Magistrate Kao argues that magistrates are well-equipped to serve as judges because they are subjected to rigorous interviews to become magistrates in the first place. He says they acquire vast knowledge of the law due to their long service as magistrates dispensing justice in the lower courts.

“It is common knowledge that magistrates are subjected to strenuous interviews to establish how much they know the work they have applied for. The best candidates are selected for the positions. They then start walking a long journey as judicial officers, doing more or less the same work they would do had they been appointed as judges.

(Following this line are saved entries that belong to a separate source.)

PR #3961, opened 2016-10-08
Fix conflict counting bug

fmthoma:
Encountered during the implementation of #3570.

We used to miss a lot of conflicts during counting in `logBackjump`.
Counting initial conflicts here drastically reduces search time in some
cases.
Not sure whether counting the current conflicts (`cs`) may be even
better than counting the initial conflicts (`initial`) ⇒ Benchmarking by @kosmikus?

### DIFF
--- a/cabal-install/Distribution/Solver/Modular/Explore.hs
+++ b/cabal-install/Distribution/Solver/Modular/Explore.hs
@@ -60,7 +60,10 @@ backjump (EnableBackjumping enableBj) var initial xs =
           | otherwise                            = f (csAcc `CS.union` cs) cm'
 
     logBackjump :: ConflictSet QPN -> ConflictMap -> ConflictSetLog a
-    logBackjump cs cm = failWith (Failure cs Backjump) (cs, cm)
+    logBackjump cs cm = failWith (Failure cs Backjump) (cs, updateCM initial cm)
+                                   -- 'intial' instead of 'cs' here ---^
+                                   -- since we do not want to double-count the
+                                   -- additionally accumulated conflicts.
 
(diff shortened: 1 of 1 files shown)


ezyang:
Thanks for the fix, @fmthoma ! I'm not too familiar with conflict counting (@grayjay, maybe you can comment?) but is there any possible solver test we could add to test this fix?

grayjay:
@ezyang Conflict counting is just a heuristic to improve performance, so it would be hard to test.  This PR just applies it more consistently.  I'll merge it when the build passes.

kosmikus:
@ezyang This is a performance-related fix, not a correctness one. While it may change solver results (because it can change goal order, and therefore affect which of many possible install plans is ultimately found), it should not affect correctness at all, and seems difficult (not impossible) to test for. I'll think about it, but I think we shouldn't delay the merge for this.

cabal-install/Distribution/Solver/Modular/Explore.hs
```diff
@@ -60,7 +60,10 @@ backjump (EnableBackjumping enableBj) var initial xs =
           | otherwise                            = f (csAcc `CS.union` cs) cm'
 
     logBackjump :: ConflictSet QPN -> ConflictMap -> ConflictSetLog a
-    logBackjump cs cm = failWith (Failure cs Backjump) (cs, cm)
+    logBackjump cs cm = failWith (Failure cs Backjump) (cs, updateCM initial cm)
```
fmthoma: We should benchmark `updateCM initial cm` versus `updateCM cs cm`. At least in the examples I tried, the latter gives even better results in terms of performance. On the other hand, @kosmikus has reservations that using `cs` here leads to double-counting some conflicts.

Issue #1375, opened 2013-06-17
Installs in sandbox 'forgotten' if final build fails


hesselink:
If you `add-source` some packages in a sandbox, and they get installed as dependencies of a package whose build ultimately fails, they are reinstalled afresh the next time you issue an install command. For example:
- Have packages `a` and `b`, where `b` depends on `a`.
- `cabal sandbox add-source a/`
- `cabal install b/`

This installs `a` and then `b`. If `b` has e.g. a type error, you fix it and issue another `cabal install b/`, `a` also gets installed again, even though it was already installed and nothing about it changed.

acfoltzer:
Is this now on track for 1.24? I have to do a bunch of workarounds currently to avoid lost time due to this, like scripting smaller install plans together to avoid packages that might be temporarily broken during development.

ygale:
Recording here the simple workaround that a lot of people already know:

Unless you really do expect the external source to change often and require rebuilds, use `add-source --snapshot`. If at some point later you do need it rebuilt, you cad do `delete-source` and then `add-source` without `--snapshot`. If you just need a new version, you can do `add-source --snapshot` also for the newer version, and the solver will then consider both of them.

23Skidoo:
Fixed in fcabd87406effc0c265312eb38509804682e4623.

PR #4946, opened 2017-12-11
Fix how the timestamps of add-source packages are updated.

dalaing:
This is to address #1375.

Previously they were updated in the post install phase, which
would mean that the sources did not have their timestamps
updated unless the package being installed completed successfully.

This change moves the updating of the timestamps to the end of
the install phase, so that the add-source packages that are
successfully installed get their timestamps updated regardless of
the overall outcome of the installation.

This was tested locally with a setup mirroring that in the issue.

### DIFF
--- a/cabal-install/Distribution/Client/Install.hs
+++ b/cabal-install/Distribution/Client/Install.hs
@@ -817,7 +817,7 @@ postInstallActions :: Verbosity
                    -> BuildOutcomes
                    -> IO ()
 postInstallActions verbosity
-  (packageDBs, _, comp, platform, progdb, useSandbox, mSandboxPkgInfo
+  (packageDBs, _, comp, platform, progdb, useSandbox, _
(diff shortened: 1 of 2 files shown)


dalaing:
I'll look at adding a test for this today - I just thought I'd put what I've got up here for comment in the meantime.

dalaing:
I thought the same thing when looking at the code, but the bug still remains without the change and goes away with the change. I should probably take a look and work out what doesn't get run and why when an install fails, just for my own understanding.

23Skidoo:
Weird! Maybe an exception gets raised before we get to that step?

23Skidoo:
Can confirm that this fixes the issue.

23Skidoo:
Committed a slightly tweaked version of this in fcabd87406effc0c265312eb38509804682e4623. Verified that that version also fixes the issue. Thanks!

Issue #4723, opened 2017-08-28
cabal fetch should support the --enable-tests option


asr:
Is there some reason why `cabal fetch` is not supporting the `--enable-tests` option?

23Skidoo:
No deep reason, patches welcome.

dalaing:
Is this closed by the merged PR, or do we want to keep it around as a reminder for when cabal new-fetch lands?

23Skidoo:
Fixed by #4948.

PR #4948, opened 2017-12-11
Adds --enable-tests and --enable-benchmarks to 'cabal fetch'.

dalaing:
This is a work in progress to address #4723, that I'm putting up here to get some feedback because I'm not sure what other wiring needs to be done for new options to commands.

I've tested this with the various combinations of `--enable-tests` / `--enable-benchmarks` with `cabal-fetch --dry-run (other options here) ad` and it seems to do what it should.

### DIFF
--- a/cabal-install/Distribution/Client/Fetch.hs
+++ b/cabal-install/Distribution/Client/Fetch.hs
@@ -1,5 +1,4 @@
------------------------------------------------------------------------------
--- |
+------------------------------------------------------------------------------- |
 -- Module      :  Distribution.Client.Fetch
 -- Copyright   :  (c) David Himmelstrup 2005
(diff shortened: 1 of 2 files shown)


23Skidoo:
This looks good to me. @grayjay, can you also please take a look?

grayjay:
It looks good to me, though I'm not sure what else needs to be done.

hvr:
We'll, we'll need the `cabal new-fetch` equivalent of this long-term, don't we? `cabal fetch` computes a different install-plan from `cabal new-build`, doesn't it?

23Skidoo:
Merged, thanks! I think `new-fetch` can be dealt with separately.

Issue #4939, opened 2017-12-08
cabal `new-build` is utterly unusable for cross-compilation


angerman:
With `new-build` we apply the `--with-PROG` and `--PROG-option(s)` only to the current project local package. As such, they are not pushed down to dependencies. To illustrate this:

```
- a
  - b
    - d
  - c
```
so we have `a -> b -> d` and `a -> c -> d`

If we try to build with new-build:

```
$ cabal new-build --with-hsc2hs=myhsc2hs --hsc2hs-options=--cross-compile
```

we compile `a` with `myshc2hs --cross-compile`, but for `b`, `c` and `d` we get no `hsc2hs` in the package database, and as such do the canonical lookup, which gives us `hsc2hs`. Of course we are missing `--cross-compile` now as well.

Let us assume without restriction `c` has some `.hsc` files. `c` now fails to compile, and subsequently the complete build fails. Worse, I have no option to provide those via the `cabal.project` file, as the `program-options` and `program-locations` stanzas are seemingly not picked up as nodes of the `package` stanza.

---

Example:
```
packages: .

repository hackage.mobilehaskell
  url: http://hackage.mobilehaskell.org/
  secure: True
  root-keys: 8184c1f23ce05ab836e5ebac3c3a56eecb486df503cc28110e699e24792582da
             81ff2b6c5707d9af651fdceded5702b9a6950117a1c39461f4e2c8fc07d2e36a
             8468c561cd02cc7dfe27c56de0da1a5c1a2b1b264fff21f4784f02b8c5a63edd
  key-threshold: 3

repository head.hackage
   url: http://head.hackage.haskell.org/
   secure: True
   root-keys: 07c59cb65787dedfaef5bd5f987ceb5f7e5ebf88b904bbd4c5cbdeb2ff71b740
              2e8555dde16ebd8df076f1a8ef13b8f14c66bad8eafefd7d9e37d0ed711821fb
              8f79fd2389ab2967354407ec852cbe73f2e8635793ac446d09461ffb99527f6e
   key-threshold: 3

package zlib
  program-options
    ghc-options: -fllvmng
    hsc2hs-options: --cross-compile

  program-locations
    gcc-location: armv7-linux-androideabi-clang
    ghc-location: armv7-linux-androideabi-ghc
    ghc-pkg-location: armv7-linux-androideabi-ghc-pkg
    hsc2hs-location: armv7-linux-androideabi-hsc2hs
    ld-location: armv7-linux-androideabi-ld
```

[...]

PR #4949, opened 2017-12-11
Mark 'ghc-boot-th' as non-installable.

23Skidoo:

### DIFF
--- a/cabal-install/Distribution/Client/Dependency.hs
+++ b/cabal-install/Distribution/Client/Dependency.hs
@@ -374,6 +374,7 @@ dontUpgradeNonUpgradeablePackages params =
       -- If you change this enumeration, make sure to update the list in
       -- "Distribution.Solver.Modular.Solver" as well
       , pkgname <- [ mkPackageName "base"
+                   , mkPackageName "ghc-boot-th"
                    , mkPackageName "ghc-prim"
                    , mkPackageName "integer-gmp"
                    , mkPackageName "integer-simple"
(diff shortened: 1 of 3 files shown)


angerman:
Ah! I didn't even know we had this! Would this mean, that if I pushed flags through all dependencies, cabal would never try to rebuild those packages? (E.g. related to #4939).

Coincidentally there was a discussion on #hackage today with @sclv and @hvr where the question cam up if `ghc --info` should just list the non-reinstallable packages.

GHC basically knows about
```
wiredInUnitIds :: [UnitId]
wiredInUnitIds = [ primUnitId,
                       integerUnitId,
                       baseUnitId,
                       rtsUnitId,
                       thUnitId,
                       thisGhcUnitId,
                       dphSeqUnitId,
                       dphParUnitId ]
```
as being wired in packages.

Anyway, this is only tangential to this PR.

23Skidoo:
@angerman There's `--allow-boot-library-installs` that allows you to ignore the blacklist.

23Skidoo:
I discussed this with @hvr and we decided that it's better to keep the blacklist as small as possible. `ghc-boot-th` is only non-reinstallable because `template-haskell` depends on it, otherwise it could very well be.

23Skidoo:
I wouldn't mind if the blacklist was populated automatically. 

> ```
> dphSeqUnitId,
> dphParUnitId ]
> ```

Looks like those are not built by default, e.g. `ghc-pkg list` on my system doesn't list them.

angerman:
I think dph is effectively dead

“In the process they acquire vast amounts of knowledge of law, procedure, interpretation and application of the law and how to conduct court proceedings.

“In addition, they get to know how to conduct themselves in a manner that a judicial officer, inclusive of a judge, would reasonably be expected to. This is the kind of experience that nobody throughout the entire legal profession possesses, but magistrates.

“Moreover, to date we are not aware of any magistrate who has ever been dismissed for incompetence in Lesotho. That is proof enough that our magistrates are competent and meet the standards of a judicial officer of any rank and status. As such, magistrates deserve to be appointed as judges of the High Court whenever vacancies surface and which is a pressing matter at the moment,” Magistrate Kao states.